Work task → Find every line in the records below that holds the word "support", and copy it out.

** Opening Input records block **

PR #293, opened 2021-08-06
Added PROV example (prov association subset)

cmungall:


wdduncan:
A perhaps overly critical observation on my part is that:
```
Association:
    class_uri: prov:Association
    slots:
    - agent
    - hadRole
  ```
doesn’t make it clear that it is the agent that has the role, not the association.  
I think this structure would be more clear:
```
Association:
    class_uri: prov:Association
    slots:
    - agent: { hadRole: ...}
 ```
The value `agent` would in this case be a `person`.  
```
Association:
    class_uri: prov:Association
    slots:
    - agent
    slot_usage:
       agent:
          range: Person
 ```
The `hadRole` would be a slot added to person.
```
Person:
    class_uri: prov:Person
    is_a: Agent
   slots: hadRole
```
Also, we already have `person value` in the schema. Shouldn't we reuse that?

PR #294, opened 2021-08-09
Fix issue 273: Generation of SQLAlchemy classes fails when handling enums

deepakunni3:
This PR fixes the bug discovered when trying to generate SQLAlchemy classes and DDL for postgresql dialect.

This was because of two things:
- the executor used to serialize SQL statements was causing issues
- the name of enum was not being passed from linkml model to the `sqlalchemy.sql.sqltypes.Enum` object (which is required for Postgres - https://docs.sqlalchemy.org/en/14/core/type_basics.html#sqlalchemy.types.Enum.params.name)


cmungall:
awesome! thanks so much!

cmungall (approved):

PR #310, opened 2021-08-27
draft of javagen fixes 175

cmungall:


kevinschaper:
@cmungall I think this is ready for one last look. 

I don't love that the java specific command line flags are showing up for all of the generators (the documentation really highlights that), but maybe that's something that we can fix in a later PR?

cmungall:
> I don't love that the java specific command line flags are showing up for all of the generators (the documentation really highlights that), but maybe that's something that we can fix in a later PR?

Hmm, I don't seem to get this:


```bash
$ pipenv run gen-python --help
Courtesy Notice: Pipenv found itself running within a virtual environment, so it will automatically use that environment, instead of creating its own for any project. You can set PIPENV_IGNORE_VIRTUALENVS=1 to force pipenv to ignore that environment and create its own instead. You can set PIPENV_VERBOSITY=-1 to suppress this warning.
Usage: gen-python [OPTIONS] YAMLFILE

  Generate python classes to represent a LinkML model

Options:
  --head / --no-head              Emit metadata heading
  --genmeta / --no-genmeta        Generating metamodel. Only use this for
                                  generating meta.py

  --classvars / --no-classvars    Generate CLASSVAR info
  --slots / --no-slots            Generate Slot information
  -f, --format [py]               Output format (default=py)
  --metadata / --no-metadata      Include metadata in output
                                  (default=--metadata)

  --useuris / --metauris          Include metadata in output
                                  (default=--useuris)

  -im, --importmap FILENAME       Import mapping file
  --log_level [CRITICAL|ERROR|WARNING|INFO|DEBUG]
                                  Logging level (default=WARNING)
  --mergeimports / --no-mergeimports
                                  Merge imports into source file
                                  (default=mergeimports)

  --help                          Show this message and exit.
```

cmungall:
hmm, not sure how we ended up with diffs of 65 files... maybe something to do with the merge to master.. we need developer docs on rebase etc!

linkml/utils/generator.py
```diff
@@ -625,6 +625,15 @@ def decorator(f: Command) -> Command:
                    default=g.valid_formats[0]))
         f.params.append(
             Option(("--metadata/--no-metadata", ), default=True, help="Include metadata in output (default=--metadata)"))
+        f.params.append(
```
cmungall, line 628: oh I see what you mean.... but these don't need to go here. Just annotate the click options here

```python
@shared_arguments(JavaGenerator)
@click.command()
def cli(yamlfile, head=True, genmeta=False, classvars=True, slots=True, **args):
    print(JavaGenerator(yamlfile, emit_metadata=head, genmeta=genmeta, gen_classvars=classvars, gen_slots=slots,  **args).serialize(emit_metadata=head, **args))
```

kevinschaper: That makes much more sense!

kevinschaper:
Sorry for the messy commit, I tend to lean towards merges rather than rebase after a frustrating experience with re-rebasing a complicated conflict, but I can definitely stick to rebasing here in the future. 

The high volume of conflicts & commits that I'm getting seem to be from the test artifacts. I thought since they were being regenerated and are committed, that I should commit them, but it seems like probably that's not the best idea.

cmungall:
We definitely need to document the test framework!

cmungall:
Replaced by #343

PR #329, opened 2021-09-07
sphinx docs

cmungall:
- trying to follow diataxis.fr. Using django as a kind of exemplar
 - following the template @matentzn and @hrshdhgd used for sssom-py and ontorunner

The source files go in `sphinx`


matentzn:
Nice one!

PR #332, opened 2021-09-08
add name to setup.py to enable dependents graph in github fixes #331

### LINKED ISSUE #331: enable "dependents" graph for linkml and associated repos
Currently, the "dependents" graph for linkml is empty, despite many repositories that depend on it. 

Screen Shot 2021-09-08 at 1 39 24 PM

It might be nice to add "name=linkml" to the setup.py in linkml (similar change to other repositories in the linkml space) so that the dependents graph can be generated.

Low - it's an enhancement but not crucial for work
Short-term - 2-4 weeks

** Closing Input records block **
** Opening Input records block **

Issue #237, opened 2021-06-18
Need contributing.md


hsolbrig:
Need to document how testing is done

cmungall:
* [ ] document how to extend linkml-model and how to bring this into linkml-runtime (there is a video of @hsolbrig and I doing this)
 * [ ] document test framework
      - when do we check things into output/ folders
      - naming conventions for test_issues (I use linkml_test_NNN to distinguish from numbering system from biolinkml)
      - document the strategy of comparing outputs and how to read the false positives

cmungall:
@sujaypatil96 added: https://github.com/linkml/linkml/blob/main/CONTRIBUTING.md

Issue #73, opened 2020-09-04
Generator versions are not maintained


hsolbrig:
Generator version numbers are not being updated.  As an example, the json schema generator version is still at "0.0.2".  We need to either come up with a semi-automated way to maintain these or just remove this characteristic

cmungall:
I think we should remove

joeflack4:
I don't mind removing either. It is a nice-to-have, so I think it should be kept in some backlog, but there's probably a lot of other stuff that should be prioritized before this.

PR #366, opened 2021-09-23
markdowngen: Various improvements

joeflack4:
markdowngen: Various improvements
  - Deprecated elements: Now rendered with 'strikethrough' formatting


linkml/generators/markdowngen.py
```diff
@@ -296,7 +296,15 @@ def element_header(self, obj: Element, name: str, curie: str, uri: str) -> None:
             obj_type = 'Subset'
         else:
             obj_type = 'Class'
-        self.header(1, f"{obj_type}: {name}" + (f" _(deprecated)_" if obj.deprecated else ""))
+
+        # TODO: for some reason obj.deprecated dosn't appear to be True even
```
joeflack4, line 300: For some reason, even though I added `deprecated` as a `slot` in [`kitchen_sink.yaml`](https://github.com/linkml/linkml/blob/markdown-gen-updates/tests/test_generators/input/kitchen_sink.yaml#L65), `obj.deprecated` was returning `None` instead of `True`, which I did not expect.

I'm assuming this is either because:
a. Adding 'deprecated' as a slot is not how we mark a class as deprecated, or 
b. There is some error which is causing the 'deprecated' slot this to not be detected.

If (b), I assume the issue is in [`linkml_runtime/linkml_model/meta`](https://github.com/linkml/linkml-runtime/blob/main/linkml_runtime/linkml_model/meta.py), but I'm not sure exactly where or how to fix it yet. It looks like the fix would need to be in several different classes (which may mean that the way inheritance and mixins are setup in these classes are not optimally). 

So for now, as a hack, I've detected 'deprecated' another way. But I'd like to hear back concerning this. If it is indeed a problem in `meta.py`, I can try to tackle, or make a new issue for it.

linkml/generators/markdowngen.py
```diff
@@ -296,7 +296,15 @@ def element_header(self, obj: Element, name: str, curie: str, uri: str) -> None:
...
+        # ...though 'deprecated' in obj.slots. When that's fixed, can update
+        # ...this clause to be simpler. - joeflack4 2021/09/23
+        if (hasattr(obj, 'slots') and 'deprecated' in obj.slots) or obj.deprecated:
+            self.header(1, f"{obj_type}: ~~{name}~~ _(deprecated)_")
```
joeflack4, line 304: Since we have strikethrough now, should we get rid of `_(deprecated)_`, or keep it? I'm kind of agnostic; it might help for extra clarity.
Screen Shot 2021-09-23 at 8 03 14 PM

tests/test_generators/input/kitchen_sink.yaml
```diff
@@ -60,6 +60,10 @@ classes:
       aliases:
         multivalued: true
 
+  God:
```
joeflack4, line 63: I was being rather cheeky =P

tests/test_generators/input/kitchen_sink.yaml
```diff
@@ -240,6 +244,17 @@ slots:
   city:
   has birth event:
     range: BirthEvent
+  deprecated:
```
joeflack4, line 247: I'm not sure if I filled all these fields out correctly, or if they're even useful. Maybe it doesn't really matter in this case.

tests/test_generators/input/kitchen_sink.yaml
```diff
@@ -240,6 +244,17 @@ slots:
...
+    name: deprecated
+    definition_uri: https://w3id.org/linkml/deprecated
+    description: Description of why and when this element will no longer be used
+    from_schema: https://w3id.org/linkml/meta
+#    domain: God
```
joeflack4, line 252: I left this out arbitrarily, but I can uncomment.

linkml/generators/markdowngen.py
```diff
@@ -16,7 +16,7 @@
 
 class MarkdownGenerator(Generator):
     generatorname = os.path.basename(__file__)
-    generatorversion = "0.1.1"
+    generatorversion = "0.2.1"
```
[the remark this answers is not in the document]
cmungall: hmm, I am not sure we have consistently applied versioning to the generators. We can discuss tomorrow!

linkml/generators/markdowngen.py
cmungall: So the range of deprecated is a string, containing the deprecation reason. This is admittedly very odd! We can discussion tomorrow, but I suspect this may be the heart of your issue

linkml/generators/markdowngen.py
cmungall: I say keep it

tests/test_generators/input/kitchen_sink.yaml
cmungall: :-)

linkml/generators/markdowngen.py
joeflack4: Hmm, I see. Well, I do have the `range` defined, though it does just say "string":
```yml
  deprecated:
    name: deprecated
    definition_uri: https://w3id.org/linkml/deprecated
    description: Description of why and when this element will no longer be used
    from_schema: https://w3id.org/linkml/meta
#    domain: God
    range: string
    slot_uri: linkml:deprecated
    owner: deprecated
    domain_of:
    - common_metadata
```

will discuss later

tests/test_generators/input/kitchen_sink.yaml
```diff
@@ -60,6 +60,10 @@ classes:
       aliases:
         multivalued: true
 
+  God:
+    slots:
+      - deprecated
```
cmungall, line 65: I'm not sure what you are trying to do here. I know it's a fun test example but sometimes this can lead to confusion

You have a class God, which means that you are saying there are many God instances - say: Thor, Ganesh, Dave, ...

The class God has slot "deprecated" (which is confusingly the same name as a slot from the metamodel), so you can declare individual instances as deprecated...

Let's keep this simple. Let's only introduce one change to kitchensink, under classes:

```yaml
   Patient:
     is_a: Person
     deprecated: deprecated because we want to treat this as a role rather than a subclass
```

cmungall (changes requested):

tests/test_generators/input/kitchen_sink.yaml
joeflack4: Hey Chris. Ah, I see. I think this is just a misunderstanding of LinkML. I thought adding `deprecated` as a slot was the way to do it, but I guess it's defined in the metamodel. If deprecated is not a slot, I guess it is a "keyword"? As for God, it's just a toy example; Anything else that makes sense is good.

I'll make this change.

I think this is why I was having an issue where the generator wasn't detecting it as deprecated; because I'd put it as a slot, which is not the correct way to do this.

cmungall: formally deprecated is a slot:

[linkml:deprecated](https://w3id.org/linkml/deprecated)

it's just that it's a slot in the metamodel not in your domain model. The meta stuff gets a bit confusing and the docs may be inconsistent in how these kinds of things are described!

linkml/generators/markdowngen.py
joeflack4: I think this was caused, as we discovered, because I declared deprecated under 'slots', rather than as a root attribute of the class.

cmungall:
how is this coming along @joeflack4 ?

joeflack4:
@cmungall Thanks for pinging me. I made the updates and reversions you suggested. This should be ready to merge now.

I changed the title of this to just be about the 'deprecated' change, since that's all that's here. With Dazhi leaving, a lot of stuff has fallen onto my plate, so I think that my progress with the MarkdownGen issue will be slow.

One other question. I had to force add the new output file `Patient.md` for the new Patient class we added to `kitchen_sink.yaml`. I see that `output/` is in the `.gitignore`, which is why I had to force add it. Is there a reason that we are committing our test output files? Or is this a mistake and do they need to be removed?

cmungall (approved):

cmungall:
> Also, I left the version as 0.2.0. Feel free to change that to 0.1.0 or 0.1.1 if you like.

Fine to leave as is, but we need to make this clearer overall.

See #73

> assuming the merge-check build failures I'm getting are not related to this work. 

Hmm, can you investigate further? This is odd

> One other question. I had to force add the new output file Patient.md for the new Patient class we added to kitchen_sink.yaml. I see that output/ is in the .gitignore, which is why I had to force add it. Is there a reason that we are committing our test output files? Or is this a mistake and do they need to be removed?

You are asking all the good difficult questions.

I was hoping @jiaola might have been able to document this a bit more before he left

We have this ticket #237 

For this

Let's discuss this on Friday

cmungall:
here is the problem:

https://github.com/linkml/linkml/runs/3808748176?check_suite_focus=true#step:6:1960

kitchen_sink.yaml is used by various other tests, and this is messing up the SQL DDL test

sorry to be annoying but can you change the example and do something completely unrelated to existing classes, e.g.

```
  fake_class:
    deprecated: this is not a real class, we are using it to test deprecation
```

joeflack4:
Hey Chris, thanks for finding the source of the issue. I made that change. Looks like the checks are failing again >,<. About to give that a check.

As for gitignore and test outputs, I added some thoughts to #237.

** Closing Input records block **
** Opening Input records block **

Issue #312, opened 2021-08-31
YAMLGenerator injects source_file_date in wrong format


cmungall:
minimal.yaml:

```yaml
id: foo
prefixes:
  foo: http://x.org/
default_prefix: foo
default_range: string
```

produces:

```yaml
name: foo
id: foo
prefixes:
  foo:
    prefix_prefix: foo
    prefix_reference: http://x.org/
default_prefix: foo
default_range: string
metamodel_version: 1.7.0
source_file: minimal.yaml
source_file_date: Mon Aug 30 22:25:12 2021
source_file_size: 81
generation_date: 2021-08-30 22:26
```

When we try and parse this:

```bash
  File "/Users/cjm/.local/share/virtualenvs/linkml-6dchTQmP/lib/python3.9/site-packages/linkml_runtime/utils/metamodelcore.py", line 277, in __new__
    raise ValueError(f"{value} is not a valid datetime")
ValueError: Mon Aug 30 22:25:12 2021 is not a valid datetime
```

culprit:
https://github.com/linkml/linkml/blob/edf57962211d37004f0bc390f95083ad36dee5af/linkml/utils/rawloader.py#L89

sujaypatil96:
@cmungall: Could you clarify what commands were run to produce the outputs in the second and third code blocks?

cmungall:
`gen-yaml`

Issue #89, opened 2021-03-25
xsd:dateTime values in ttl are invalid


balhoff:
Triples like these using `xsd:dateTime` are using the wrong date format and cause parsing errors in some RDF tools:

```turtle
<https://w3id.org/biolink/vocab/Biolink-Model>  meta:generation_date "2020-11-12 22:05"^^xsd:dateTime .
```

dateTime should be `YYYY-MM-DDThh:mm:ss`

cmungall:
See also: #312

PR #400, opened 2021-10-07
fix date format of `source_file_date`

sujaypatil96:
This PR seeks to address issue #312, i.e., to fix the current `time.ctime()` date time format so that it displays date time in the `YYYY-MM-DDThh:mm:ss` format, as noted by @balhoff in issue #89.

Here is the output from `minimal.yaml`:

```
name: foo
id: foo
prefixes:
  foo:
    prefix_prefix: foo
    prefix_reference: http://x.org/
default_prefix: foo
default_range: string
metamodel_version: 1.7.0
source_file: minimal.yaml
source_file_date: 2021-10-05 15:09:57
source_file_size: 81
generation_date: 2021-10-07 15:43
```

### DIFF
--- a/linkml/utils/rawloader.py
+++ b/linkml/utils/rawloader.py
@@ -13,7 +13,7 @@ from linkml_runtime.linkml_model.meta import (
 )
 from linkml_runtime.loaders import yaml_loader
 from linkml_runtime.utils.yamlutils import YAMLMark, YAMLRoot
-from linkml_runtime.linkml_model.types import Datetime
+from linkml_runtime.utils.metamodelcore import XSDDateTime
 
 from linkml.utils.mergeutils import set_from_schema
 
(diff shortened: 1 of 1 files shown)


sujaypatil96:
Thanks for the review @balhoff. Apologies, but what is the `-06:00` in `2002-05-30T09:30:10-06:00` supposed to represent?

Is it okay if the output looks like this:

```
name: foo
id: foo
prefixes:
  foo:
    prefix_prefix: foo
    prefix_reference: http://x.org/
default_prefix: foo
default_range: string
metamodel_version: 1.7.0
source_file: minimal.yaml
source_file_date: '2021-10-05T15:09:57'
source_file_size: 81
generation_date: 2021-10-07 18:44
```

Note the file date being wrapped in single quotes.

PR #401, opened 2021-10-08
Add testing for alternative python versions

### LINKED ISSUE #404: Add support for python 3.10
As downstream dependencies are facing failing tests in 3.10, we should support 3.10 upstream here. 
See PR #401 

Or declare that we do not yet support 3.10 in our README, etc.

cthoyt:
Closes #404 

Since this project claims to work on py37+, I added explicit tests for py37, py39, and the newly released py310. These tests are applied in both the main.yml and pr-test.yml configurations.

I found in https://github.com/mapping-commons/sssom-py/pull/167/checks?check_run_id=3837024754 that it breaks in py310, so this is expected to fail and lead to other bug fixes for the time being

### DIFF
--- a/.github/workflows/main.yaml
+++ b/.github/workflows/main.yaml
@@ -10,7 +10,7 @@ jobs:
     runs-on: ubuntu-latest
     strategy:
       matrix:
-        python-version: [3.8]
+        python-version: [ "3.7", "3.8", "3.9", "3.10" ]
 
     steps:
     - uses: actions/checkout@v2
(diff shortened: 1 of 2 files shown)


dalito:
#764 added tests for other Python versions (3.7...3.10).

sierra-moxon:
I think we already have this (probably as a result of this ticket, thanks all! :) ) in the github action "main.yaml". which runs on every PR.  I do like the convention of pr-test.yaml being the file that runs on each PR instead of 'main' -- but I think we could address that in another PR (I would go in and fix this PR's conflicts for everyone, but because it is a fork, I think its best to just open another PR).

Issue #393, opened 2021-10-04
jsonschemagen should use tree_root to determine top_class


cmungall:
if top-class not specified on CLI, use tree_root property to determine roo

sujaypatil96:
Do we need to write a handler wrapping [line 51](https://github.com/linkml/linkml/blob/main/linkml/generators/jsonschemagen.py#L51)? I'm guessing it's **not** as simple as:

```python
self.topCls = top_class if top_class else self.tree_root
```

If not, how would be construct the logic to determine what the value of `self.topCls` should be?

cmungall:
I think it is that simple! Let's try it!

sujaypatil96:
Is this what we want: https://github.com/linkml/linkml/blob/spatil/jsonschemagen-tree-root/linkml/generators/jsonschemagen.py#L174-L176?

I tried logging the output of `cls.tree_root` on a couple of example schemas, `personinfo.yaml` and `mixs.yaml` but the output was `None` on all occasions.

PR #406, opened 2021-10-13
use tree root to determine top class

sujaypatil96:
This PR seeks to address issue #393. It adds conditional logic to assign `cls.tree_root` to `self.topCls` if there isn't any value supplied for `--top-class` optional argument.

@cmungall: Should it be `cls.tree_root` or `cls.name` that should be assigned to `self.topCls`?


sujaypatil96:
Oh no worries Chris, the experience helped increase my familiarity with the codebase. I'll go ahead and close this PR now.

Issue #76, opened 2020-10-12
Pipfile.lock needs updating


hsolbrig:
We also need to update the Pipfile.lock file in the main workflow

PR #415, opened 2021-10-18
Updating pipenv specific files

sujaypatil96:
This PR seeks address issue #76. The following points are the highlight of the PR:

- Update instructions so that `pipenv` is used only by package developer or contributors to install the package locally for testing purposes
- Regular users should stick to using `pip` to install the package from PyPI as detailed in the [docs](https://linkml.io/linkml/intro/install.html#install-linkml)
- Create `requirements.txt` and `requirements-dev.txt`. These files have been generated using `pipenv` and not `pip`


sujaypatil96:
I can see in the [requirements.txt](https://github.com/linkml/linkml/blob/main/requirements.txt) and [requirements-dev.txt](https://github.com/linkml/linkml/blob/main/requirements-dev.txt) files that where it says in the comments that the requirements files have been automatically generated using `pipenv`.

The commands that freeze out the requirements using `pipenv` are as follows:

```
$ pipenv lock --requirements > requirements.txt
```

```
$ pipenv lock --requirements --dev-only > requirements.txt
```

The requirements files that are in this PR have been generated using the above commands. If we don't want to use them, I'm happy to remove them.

** Closing Input records block **

Response below →
### LINKED ISSUE #404: Add support for python 3.10
As downstream dependencies are facing failing tests in 3.10, we should support 3.10 upstream here. 
Or declare that we do not yet support 3.10 in our README, etc.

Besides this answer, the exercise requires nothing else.